Final Project in RC autonomous car

Autonomous car

Autonomous vehicles are automobiles that can move without any intervention by detecting the road, traffic flow and surrounding objects with the help of the control system they have. These vehicles can detect objects around them by using technologies and techniques such as RADAR, GPS, Odometry, Computer Vision. The autopilot drive of autonomous vehicles starts briefly with the ultrasonic sensors on its wheels, detecting the positions of vehicles that are braking or parked, and data from a wide range of sensors(Cameras , GPS etc..) are analysed with a central computer system and events such as steering control, braking and acceleration are performed.

Purpose

We are aiming to add emergency vehicle priority awareness feature to autonomous cars. In our project, we plan to use Artificial Intelligence, Machine Learning, Image Processing methods and test the results in simulation environment. The Autonomous Vehicle Drive Simulator that we will use need to provide us to simulate sensors.

CONTENT OF PROJECT

  1. ESP32

  2. Arduino IDE

  3. Android Studio

  4. OpenCV Library

Architecture of the CAR :

KYRC Speed Controller

ESP32 Heltec Lora

Tools to be used in this project

  1. ESP32

In this section we will cover all informations that we should know about ESP32.

  1. Arduino IDE

Code we to calibirate the RC car in Arduino we will see in this section how we used servo motors with RC speed controller.

  1. Android Studio

The code of to detect lanes and street signs with TF lite models and OpenCV

  1. OpenCv Library

We will use OpenCV for image proccessing and to detect the lines with Hough transform.

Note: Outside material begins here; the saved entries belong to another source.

PR #2766, opened 2026-08-20
fix(qr-scanner): keep paste link above the My QR drawer on all locales and screen heights

abalinda:
## Summary

On the "Scan to pay" screen, the **"Click to paste" link and the clipboard chips were covered by the "My QR" drawer**. Portuguese users hit it on tall phones (reported on a Galaxy S24 Ultra), and on small screens it happened in **every** locale — on a 667px-tall viewport the collapsed drawer swallowed the paste link, the payment-method badges, and the bottom of the scan square.

**Task:** [TASK-21651](https://app.notion.com/p/3c183811757981f7bde0f6dd4a816554) — "PT locale: QR copy-paste option is hidden behind the Meu QR drawer on scan-to-pay"
**Field report:** PostHog session replay `01a01c66-369a-7b23-965d-6772d90e6de5`
(Notion also carries a duplicate of the same report: "PR bug: drawer covers 'Paste QR code' when app is in Portuguese".)

## Root cause

Two independent coordinate systems that were never made to agree.

- The paste link hung off the **scan square**, which is `fixed` and positioned from the **top of the viewport**. It landed at y≈520–541px on every device and in every locale — measured, identical in all 18 locale × viewport combinations.
- The drawer's collapsed peek grows from the **bottom**. `snapPoints = [0.75, 1]` are *fractional*, and vaul resolves a fractional snap as `windowHeight − snap × windowHeight` applied to the drawer's **natural (content) height**. On a content-sized drawer that makes the visible peek `contentHeight − 0.25 × windowHeight`.

So the peek depended on **both** inputs:

- **Locale** — pt-BR's `myQrText` ("Deixe outras pessoas escanearem para te pagar") wraps to two lines where EN's ("Let others scan this to pay you") is one. Measured drawer content: **445px in EN, 469px in pt-BR**.
- **Viewport height** — a smaller window subtracts less, so the peek grows.

Measured peek ranged from **212px to 309px**. EN on flagship phones fit by accident; the snap value had been tuned by eye on one device in one locale. The i18n extraction commits (`95e046d2b`, `fff17a424`) added the longer PT strings that tipped tall phones over.

## The fix

**1. `QRBottomDrawer` — deterministic geometry.** Switch to px snap points (`['150px', '520px']`, still module-scope so vaul's snap-sync effect doesn't refire) and add `mt-0 h-[100dvh]` to the content (twMerge drops the wrapper's `mt-24`). vaul resolves a snap point as `window.innerHeight - snapPoint`, so the drawer has to be exactly `innerHeight` tall for a px snap to **be** the visible height — identical on every device and in every locale.

`dvh` rather than `h-full` is load-bearing, and is the main thing the review caught (see "Review fixes" below).

Both constants are measured, not guessed:
- `150` = 87px to the bottom of the collapsed title, + 34px for the iOS home indicator that sits inside the peek, + slack for a title that wraps to two lines in some future translation.
- `520` = 448px to the bottom of the share button in the tallest locale (pt-BR), + 34px iOS safe-area pad, + slack.

**2. `QRScanner` — anchor the paste actions to that known peek.** Extract `PasteActions` and render it from a new bottom-anchored sibling at `bottom: QR_DRAWER_PEEK_PX + QR_DRAWER_PASTE_GAP_PX`. Both numbers come from a new `src/constants/qr-drawer.consts.ts` so the scanner and the drawer share one source of truth and neither imports the other. Badges stay where they were, with `[@media(max-height:729px)]:hidden` so they don't collide with the paste group on short screens.

The drawer stays at `z-[60]` above the link, so expanding it still slides over the link — that part was always correct.

## Before / after

| | Before | After |
|---|---|---|
| **pt-BR, 375×667** |  |  |
| **pt-BR, 384×832 (S24 Ultra) + chip** |  |  |
| **en, 375×667** |  |  |

<sub>Images are pinned to commit `f1583150b`, which is on this branch; the files themselves were removed in the following commit so they never reach `main`.</sub>

> **About the "Use copied address" chip in the screenshots** — it is **not introduced by this PR**. It is existing production behaviour, shipped in `9c78dc2bd` ("feat(qr-scanner): prompt-free iOS clipboard chip; restore Android pre-read"): on iOS/web it appears whenever the clipboard holds any text (a prompt-free `hasStrings` check), and on Android native it shows the detected address when the pre-read finds an EVM address. This PR only **repositions** it — it now rides with the paste link in the bottom-anchored group. Behaviour, copy and icon are untouched. It is shown here because it is the worst case for the overlap: it makes the paste group taller, which is what tipped the S24 Ultra from +30px to **-17px**.

## Measurements

Real `getBoundingClientRect()` geometry from a headless Chromium against the running app, one row per locale × viewport. "Link gap" is the distance from the bottom of the paste group to the top edge of the drawer — **negative means the drawer covers it**. Chip-present is measured with the chip's exact markup, because `clipboardHasStrings()` is iOS-native-only and can never be true on web.

| Locale | Viewport | Peek before | Peek after | Link gap before (no chip / chip) | Link gap after |
|---|---|---|---|---|---|
| en | 360x640 | 285px | 150px | **-186** ⚠️ / **-233** ⚠️ | +16 / +16 |
| en | 375x667 | 278px | 150px | **-152** ⚠️ / **-199** ⚠️ | +16 / +16 |
| en | 360x800 | 245px | 150px | 14 / **-33** ⚠️ | +16 / +16 |
| en | 384x832 | 237px | 150px | 54 / **7** ⚠️ | +16 / +16 |
| en | 390x844 | 234px | 150px | 69 / 22 | +16 / +16 |
| en | 430x932 | 212px | 150px | 179 / 132 | +16 / +16 |
| pt-BR | 360x640 | 309px | 150px | **-210** ⚠️ / **-257** ⚠️ | +16 / +16 |
| pt-BR | 375x667 | 302px | 150px | **-176** ⚠️ / **-223** ⚠️ | +16 / +16 |
| pt-BR | 360x800 | 269px | 150px | **-10** ⚠️ / **-57** ⚠️ | +16 / +16 |
| pt-BR | 384x832 | 261px | 150px | 30 / **-17** ⚠️ | +16 / +16 |
| pt-BR | 390x844 | 258px | 150px | 45 / **-2** ⚠️ | +16 / +16 |
| pt-BR | 430x932 | 212px | 150px | 179 / 132 | +16 / +16 |
| es-419 | 360x640 | 309px | 150px | **-210** ⚠️ / **-257** ⚠️ | +16 / +16 |
| es-419 | 375x667 | 278px | 150px | **-152** ⚠️ / **-199** ⚠️ | +16 / +16 |
| es-419 | 360x800 | 269px | 150px | **-10** ⚠️ / **-57** ⚠️ | +16 / +16 |
| es-419 | 384x832 | 237px | 150px | 54 / **7** ⚠️ | +16 / +16 |
| es-419 | 390x844 | 234px | 150px | 69 / 22 | +16 / +16 |
| es-419 | 430x932 | 212px | 150px | 179 / 132 | +16 / +16 |

Note the S24 Ultra row: pt-BR at 384×832 was **-17px with the clipboard chip showing** — the exact reported repro. After the change the peek is **150px in all 36 measured combinations** (zero variance, not merely ±2) and the gap is **+16px everywhere**, with or without the chip. The chip cannot reduce the gap by construction: the group is bottom-anchored, so a taller group grows upward.

## QA

Browser-verified against the running app (headless Chromium, fake camera device, `app-locale` cookie per run):

- Peek identical across en / pt-BR / es-419 / es-AR at every viewport; handle + collapsed title always fully visible.
- Paste link and chip clear the drawer by 16px at every viewport in the matrix, in both locales, chip present or not.
- Link is genuinely tappable — Playwright's click actionability asserts the element actually receives the pointer event, which is a direct proof it isn't covered.
- Expanded drawer: QR, body text and share button all visible, share button fully within the viewport even at 640px tall (no reliance on the inner scroll).
- Drag up collapsed→expanded, drag down back to 150px, and drag-down-at-collapsed still inert (`dismissible={false}`) — all pass on 360×640, 375×667, 384×832 and 430×932.
- Badge cutoff verified at the boundary: hidden at ≤729px, visible at ≥730px with a 16px gap to the paste group.

Local gate: prettier ✅ · typecheck ✅ · jest 247 suites / 3175 tests ✅ · build ✅ · eslint clean on the changed files ✅.

## Review fixes (second commit)

`/code-review` found two real problems in the first pass. Both are fixed, and the second is why the expanded snap is not simply "full height".

**1. `h-full` was wrong — it would have reproduced the original bug on the reported device.** A percentage height on a `position: fixed` element resolves against the *initial containing block*, which on a mobile browser with a retractable toolbar is the **large** viewport. vaul resolves snap points against `window.innerHeight` — the **small** viewport while the toolbar is showing. The two disagree by the toolbar's height (~56px on Chrome Android), so the collapsed peek would have come out at ~206px instead of 150px and covered the paste link again — on Chrome Android, which is exactly where the Galaxy S24 Ultra report came from. A headless browser has no toolbar, so **the 36-combination matrix structurally could not catch this**. Now `h-[100dvh]`, which tracks `innerHeight`. (`dvh` is already used elsewhere in this repo.)

**2. A fixed expanded height can clip the share button with nothing to scroll.** The drawer no longer grows with its content, so once a longer translation or the reader's font-size setting pushes the content past the 520px window, the overflow is simply cut off — the shared `max-h-[80vh]` cap is never reached inside a 520px window, so nothing scrolls. Reproduced by scaling the root font size: at 22px the share button sat at y=703 on a 667px screen, unreachable.

Fixed by capping the drawer's scroll area to the expanded window itself, less the drag-handle block above it. That block (`p-5` top + `my-4` + the handle) is rem-based, so the cap is written as `calc(520px - 3.625rem)` and tracks the font size:

| root font | scroll max-height | share button | reachable |
|---|---|---|---|
| 16px (default) | 462px | y=595 | ✅ (no scroll needed) |
| 20px | 447.5px | y=667 | ✅ |
| 22px | 440.25px | y=668 after scroll | ✅ (now scrolls) |
| 26px | 425.75px | y=668 after scroll | ✅ (now scrolls) |

The scroll region now lands on the bottom of the viewport at every font size. Making the expanded snap full-height (`1`) would also have fixed it, but it left ~40% of the sheet as empty background on a 932px phone — a worse regression than the one being fixed.

**Also applied from the review:** the shared geometry moved into `src/constants/qr-drawer.consts.ts`, so `QRScanner` no longer imports the `QRBottomDrawer` component (removing a component→component module edge and matching the repo's constants convention), and `min-h-[200px]` was dropped now that `h-[100dvh]` makes it dead.

**Declined, with reason:** the review also flagged that `[@media(max-height:729px)]:hidden` keys off viewport height alone, so the badges also hide in landscape and in short desktop/PWA windows. That is accepted — in those cases there genuinely is no room for the badge row either, so hiding it is the behaviour we want, and a height threshold is the cheapest honest proxy.

- **`mt-10` on the paste button is kept verbatim.** In the old in-square column it spaced the link from the badge row; in the bottom-anchored container it is inert margin (the container is bottom-anchored, so the link's position comes from the `bottom` offset, not from this margin). It is retained so the `dev` back-merge stays mechanical. It is transparent and sits over a non-interactive area, so it changes nothing visually or functionally.
- **Landscape.** The app asks for a portrait lock (`ScreenOrientationLocker`), which holds on Android and installed PWAs but not on iOS Safari or desktop. In a landscape window shorter than the 520px expanded snap the drawer's handle sits above the top edge when expanded. `main` had the same failure mode (its content-height drawer overshot a short landscape window too), just ~50px milder. Not introduced here and not worth a dynamic snap for a portrait-locked screen, but worth knowing.
- **The regression test pins the coupling, not the pixels.** jsdom has no layout engine, so the geometry itself is verified in a browser. The test asserts that the anchor offset is *derived from* `QR_DRAWER_PEEK_PX` — which is the failure mode that would actually recur (someone retunes the peek and forgets the scanner).
- **Hard-fling re-test (vaul 1.1.2).** The known out-of-bounds snap index still exists. It is reachable **only** with a physically impossible synthetic gesture — a 500px pointer teleport in a single frame (Playwright `steps: 3`, 0ms) — and only at viewport heights 660–700px, where the drawer rests at ~317px instead of 520px. Every realistically-timed swipe, down to an 80ms flick, snaps correctly; the state is fully recoverable with one normal drag and logs no errors. Not introduced by this PR in any user-reachable sense, and left alone rather than worked around in our code.

## Pre-existing issues noticed (NOT fixed here — out of scope)

- `QRBottomDrawer` renders `<h2>` inside `DrawerTitle`, which is itself an `<h2>`, so React logs a `<h2> cannot be a child of <h2>` hydration warning. Present on `main`, unrelated to this change.
- `QRScanner` seeds `isScanning` from `isOpen`, so force-mounting it open would call `createPortal(document.body)` during SSR. The app never does this (the overlay mounts it only after a client-side state flip), so it is latent, not live.

## Risk

Low, and contained to the QR scanner screen. Pure web-layer CSS/DOM — **no platform code**. Two files plus one test; no i18n strings changed, no changes to the shared `Drawer` wrapper (all classes are passed through `QRBottomDrawer`'s own `className`), no `NEXT_PUBLIC_API_VERSION` bump.

The one behaviour change a reviewer should look at deliberately: **the collapsed drawer is now shorter** (150px instead of 212–309px), which is what frees the space for the paste link. Less of the QR code peeks out while collapsed.

**Native:** ships to the PWA on deploy and to iOS/Android through the normal app release or OTA. No native changes needed.

## ⚠️ Back-merge note (main → dev)

This is a hotfix onto `main`, and `dev` has already diverged in `QRScanner/index.tsx`. `dev` **already has a `PasteActions` component** extracted from the same code, plus behavioural changes this PR deliberately does **not** import (it uses the `paste` icon and a `useCopiedCode` key, and hands raw clipboard text to `scanValue` instead of extracting an EVM address; it also renders `PasteActions` inside `ErrorView` and passes `onPaste` to `CameraPermissionModal`).

The back-merge therefore needs a small manual resolution:

1. **Keep `dev`'s `PasteActions`** — its body, its icon, its i18n key, its call sites. Do not take this PR's copy.
2. **Take this PR's bottom-anchored container** and render `dev`'s existing `PasteActions` from it, instead of from inside the scan-square column.
3. **Take `QRBottomDrawer` verbatim** from this PR — `dev` has no competing changes there.
4. Keep the `[@media(max-height:729px)]:hidden` on the badge row.


abalinda:
@coderabbitai review

abalinda:
@coderabbitai review

innolope-dev (approved):
Reviewed the diff plus the load-bearing claims against the code (vaul px-snap semantics, twMerge overrides, dvh vs h-full). Approach and measurements check out.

  1. YoloV5 / RCNN / Mobile Net v2.

Training YoloV5 on customized dataset to detect street signs and converting the weights to TensorFlow lite in order to use in Android Studio.

  1. Deep Sort / Kalman filter for tracking purpose.

ESP32 Heltec Lora

ESP32 is a low-cost, low-power Microcontroller with an integrated Wi-Fi and Bluetooth. It is the successor to the ESP8266 which is also a low-cost Wi- >Fi microchip albeit with limited vastly limited functionality.

Useful link to start learning on ESP32 with Heltec

https://heltec-automation-docs.readthedocs.io/en/latest/esp32/quick_start.html

CONTENT

  1. How to install this library

  2. How to use this library


How to install this library

We recommend using the Arduino library manager, it's the simplest way

Use Arduino Library Manager

Open Arduino IDE, then Select Sketch->Include Library->Manage Libraries... Search Heltec ESP32 and install it.

Β 

Use Git

Firstly, make sure git and the Arduino IDE have been installed first. If not, please refer How to install Git and Arduino. When Arduino is installed correctly, you will find a folder in "Username/Documents/Arduino/Library". this library must in this path!

Open "Git bash" in path Username/Documents/Arduino/Library, and input:

git clone https://github.com/HelTecAutomation/Heltec_ESP32.git

You will see such a new folder in your library path, install done.

How to use this library

This library requires the Heltec ESP32 develop framework!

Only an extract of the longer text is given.